• Task
Scan the records beneath this line for the line holding "- [ ] Manual: rebuild" and the line holding "known-good LAN peer metadata", then transcribe exactly those two and all lines between.

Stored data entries

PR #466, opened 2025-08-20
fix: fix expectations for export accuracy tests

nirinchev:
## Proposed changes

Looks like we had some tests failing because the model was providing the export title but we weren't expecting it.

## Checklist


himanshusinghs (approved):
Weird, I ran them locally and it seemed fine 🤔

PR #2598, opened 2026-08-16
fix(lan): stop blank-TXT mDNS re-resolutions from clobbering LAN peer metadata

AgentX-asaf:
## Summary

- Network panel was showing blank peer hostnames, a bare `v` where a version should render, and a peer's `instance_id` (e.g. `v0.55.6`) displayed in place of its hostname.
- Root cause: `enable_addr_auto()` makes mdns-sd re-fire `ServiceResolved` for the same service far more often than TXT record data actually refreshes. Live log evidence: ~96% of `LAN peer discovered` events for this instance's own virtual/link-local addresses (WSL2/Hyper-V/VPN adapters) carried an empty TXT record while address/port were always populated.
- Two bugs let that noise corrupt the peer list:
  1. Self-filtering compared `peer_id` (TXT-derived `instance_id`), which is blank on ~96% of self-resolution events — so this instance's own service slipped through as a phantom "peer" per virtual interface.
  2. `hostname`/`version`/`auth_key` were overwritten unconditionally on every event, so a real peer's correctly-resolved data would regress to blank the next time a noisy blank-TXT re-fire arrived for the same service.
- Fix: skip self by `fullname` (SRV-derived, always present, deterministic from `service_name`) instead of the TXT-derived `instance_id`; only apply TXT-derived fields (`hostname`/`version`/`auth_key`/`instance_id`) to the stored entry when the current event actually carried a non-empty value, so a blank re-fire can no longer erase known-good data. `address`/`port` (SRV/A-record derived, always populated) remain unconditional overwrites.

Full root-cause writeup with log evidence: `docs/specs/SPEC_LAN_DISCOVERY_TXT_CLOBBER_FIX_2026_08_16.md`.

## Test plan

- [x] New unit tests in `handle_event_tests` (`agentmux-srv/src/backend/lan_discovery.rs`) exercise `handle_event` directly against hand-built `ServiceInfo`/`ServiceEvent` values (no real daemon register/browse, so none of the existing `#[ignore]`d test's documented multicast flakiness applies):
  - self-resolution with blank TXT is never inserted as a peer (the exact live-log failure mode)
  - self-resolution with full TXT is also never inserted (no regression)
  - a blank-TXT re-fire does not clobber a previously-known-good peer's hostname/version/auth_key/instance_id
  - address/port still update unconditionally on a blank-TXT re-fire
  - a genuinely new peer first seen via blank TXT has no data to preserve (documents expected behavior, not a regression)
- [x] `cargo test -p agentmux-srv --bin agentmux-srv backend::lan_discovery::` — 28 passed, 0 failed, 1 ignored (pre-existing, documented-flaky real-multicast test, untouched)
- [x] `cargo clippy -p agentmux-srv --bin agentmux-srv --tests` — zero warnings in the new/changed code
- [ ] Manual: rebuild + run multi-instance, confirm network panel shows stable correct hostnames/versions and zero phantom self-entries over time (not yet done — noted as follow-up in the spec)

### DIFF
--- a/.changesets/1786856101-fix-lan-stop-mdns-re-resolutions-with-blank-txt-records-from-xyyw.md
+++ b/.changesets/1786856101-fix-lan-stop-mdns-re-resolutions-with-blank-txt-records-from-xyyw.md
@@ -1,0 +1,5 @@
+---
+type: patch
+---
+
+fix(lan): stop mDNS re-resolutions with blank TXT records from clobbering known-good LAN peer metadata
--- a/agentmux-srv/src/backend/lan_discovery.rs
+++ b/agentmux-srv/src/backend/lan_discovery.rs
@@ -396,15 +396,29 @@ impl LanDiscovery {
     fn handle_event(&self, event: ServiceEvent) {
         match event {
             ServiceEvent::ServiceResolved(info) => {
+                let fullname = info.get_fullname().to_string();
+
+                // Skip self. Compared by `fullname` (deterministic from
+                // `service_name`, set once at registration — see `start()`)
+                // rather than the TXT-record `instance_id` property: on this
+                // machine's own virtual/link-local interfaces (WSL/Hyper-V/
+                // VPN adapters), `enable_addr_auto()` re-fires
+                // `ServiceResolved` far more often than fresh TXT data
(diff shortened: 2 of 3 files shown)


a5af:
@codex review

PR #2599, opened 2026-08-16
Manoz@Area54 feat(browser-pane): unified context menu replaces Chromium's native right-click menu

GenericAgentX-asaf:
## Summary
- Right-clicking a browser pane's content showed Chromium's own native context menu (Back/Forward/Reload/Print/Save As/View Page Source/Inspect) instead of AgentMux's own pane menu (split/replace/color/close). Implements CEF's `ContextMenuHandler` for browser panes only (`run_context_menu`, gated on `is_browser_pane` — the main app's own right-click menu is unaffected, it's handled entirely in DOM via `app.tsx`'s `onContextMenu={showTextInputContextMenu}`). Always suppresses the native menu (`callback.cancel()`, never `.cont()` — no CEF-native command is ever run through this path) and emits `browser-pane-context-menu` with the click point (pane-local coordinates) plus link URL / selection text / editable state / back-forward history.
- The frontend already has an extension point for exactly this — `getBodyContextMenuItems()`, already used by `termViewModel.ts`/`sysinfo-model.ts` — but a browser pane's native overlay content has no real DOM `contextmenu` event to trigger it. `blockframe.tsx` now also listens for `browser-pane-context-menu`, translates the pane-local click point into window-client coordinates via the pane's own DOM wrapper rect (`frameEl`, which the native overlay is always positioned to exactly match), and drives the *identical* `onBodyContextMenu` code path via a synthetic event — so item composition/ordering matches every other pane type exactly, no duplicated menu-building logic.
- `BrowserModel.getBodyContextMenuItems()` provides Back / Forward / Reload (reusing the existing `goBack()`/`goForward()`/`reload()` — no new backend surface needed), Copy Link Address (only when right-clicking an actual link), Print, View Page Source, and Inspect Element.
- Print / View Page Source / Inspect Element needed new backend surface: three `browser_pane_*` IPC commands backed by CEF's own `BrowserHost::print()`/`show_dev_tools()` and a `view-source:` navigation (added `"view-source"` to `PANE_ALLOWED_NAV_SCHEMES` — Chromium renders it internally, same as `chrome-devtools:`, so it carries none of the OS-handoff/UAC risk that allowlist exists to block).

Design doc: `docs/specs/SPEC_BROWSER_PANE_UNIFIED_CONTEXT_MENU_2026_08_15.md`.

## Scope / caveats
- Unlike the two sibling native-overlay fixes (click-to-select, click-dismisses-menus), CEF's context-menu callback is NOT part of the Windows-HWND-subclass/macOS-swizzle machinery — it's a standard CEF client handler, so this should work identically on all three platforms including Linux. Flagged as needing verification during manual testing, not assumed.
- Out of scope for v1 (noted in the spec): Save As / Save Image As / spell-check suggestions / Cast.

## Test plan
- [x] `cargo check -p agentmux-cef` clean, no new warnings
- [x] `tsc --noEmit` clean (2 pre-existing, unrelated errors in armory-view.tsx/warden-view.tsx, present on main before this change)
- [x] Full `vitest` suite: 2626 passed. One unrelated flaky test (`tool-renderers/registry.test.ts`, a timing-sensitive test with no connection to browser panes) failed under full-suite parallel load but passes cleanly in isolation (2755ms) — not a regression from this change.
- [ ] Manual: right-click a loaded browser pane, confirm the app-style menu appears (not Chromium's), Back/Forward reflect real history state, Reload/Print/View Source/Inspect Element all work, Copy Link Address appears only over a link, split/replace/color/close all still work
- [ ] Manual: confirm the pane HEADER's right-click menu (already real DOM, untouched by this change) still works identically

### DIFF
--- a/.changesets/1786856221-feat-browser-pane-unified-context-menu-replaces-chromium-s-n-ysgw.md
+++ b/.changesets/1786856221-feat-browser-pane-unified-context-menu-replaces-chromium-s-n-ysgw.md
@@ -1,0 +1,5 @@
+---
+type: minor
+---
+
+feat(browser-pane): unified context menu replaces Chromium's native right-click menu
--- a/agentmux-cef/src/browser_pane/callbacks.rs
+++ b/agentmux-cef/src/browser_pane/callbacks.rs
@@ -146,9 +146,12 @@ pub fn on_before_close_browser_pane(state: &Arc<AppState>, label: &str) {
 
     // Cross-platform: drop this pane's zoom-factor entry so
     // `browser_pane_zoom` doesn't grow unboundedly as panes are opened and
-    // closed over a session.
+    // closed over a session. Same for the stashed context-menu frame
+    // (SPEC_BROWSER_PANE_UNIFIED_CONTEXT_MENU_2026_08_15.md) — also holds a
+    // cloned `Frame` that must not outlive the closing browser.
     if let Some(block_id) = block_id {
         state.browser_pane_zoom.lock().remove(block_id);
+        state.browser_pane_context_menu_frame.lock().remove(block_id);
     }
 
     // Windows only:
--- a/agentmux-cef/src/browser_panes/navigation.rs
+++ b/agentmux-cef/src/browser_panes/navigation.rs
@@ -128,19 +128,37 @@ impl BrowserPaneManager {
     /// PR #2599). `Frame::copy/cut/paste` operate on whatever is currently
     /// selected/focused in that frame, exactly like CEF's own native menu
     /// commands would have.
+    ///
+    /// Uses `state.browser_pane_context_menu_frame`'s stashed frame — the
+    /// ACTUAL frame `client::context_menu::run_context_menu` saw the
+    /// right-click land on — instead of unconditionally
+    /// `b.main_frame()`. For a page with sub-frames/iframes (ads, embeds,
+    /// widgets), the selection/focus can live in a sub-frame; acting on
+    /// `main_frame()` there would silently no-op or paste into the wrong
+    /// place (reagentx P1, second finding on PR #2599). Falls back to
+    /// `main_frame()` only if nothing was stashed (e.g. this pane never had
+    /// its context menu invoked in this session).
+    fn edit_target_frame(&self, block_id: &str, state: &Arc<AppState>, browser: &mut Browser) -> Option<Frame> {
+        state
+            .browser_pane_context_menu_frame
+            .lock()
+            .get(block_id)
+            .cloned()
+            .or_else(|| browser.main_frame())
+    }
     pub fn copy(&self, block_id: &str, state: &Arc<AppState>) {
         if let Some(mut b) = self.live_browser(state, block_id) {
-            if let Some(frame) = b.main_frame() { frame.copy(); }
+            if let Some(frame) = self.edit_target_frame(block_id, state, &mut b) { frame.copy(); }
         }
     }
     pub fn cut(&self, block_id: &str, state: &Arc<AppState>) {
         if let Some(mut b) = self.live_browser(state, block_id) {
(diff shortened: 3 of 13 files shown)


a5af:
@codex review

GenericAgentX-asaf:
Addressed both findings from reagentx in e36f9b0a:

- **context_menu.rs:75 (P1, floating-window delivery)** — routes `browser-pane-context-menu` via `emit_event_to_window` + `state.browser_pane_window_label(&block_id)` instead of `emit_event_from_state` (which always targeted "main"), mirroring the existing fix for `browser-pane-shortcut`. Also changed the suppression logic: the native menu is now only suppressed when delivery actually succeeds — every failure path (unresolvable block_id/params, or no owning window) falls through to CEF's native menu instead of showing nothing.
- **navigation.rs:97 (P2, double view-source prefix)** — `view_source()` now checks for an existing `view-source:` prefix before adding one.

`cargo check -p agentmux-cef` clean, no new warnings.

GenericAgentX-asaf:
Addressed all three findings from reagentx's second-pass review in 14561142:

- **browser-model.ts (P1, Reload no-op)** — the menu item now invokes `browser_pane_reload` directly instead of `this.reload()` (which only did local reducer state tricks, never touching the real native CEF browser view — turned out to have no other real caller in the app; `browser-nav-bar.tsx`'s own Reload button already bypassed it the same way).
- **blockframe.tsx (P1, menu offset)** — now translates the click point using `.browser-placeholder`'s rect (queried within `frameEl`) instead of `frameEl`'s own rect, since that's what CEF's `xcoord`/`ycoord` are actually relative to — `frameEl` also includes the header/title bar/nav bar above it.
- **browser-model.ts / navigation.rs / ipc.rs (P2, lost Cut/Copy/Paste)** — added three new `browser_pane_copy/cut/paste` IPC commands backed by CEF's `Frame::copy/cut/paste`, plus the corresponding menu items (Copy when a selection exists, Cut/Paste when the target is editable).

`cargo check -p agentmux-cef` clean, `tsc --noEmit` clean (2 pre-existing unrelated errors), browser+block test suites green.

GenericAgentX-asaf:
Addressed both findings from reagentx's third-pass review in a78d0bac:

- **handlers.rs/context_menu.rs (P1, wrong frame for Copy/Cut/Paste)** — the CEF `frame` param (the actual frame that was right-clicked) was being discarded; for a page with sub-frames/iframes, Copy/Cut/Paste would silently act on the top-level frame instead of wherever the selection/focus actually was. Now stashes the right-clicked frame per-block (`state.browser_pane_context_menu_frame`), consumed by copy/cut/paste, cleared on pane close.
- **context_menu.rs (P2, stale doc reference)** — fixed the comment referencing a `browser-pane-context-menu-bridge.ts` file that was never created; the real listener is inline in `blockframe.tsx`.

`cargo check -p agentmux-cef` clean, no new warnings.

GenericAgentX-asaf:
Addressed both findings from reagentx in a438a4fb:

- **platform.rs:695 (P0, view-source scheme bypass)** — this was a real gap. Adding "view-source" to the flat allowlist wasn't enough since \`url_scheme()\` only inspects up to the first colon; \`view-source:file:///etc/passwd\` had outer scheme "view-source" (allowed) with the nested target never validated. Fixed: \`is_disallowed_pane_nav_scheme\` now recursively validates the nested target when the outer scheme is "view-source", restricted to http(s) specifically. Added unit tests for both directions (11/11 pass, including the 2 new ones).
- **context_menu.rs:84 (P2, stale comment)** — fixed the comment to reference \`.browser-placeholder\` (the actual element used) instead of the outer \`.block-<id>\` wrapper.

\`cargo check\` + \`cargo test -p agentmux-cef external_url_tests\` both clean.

• Worked solution
- [ ] Manual: rebuild + run multi-instance, confirm network panel shows stable correct hostnames/versions and zero phantom self-entries over time (not yet done — noted as follow-up in the spec)

### DIFF
--- a/.changesets/1786856101-fix-lan-stop-mdns-re-resolutions-with-blank-txt-records-from-xyyw.md
+++ b/.changesets/1786856101-fix-lan-stop-mdns-re-resolutions-with-blank-txt-records-from-xyyw.md
@@ -1,0 +1,5 @@
+---
+type: patch
+---
+
+fix(lan): stop mDNS re-resolutions with blank TXT records from clobbering known-good LAN peer metadata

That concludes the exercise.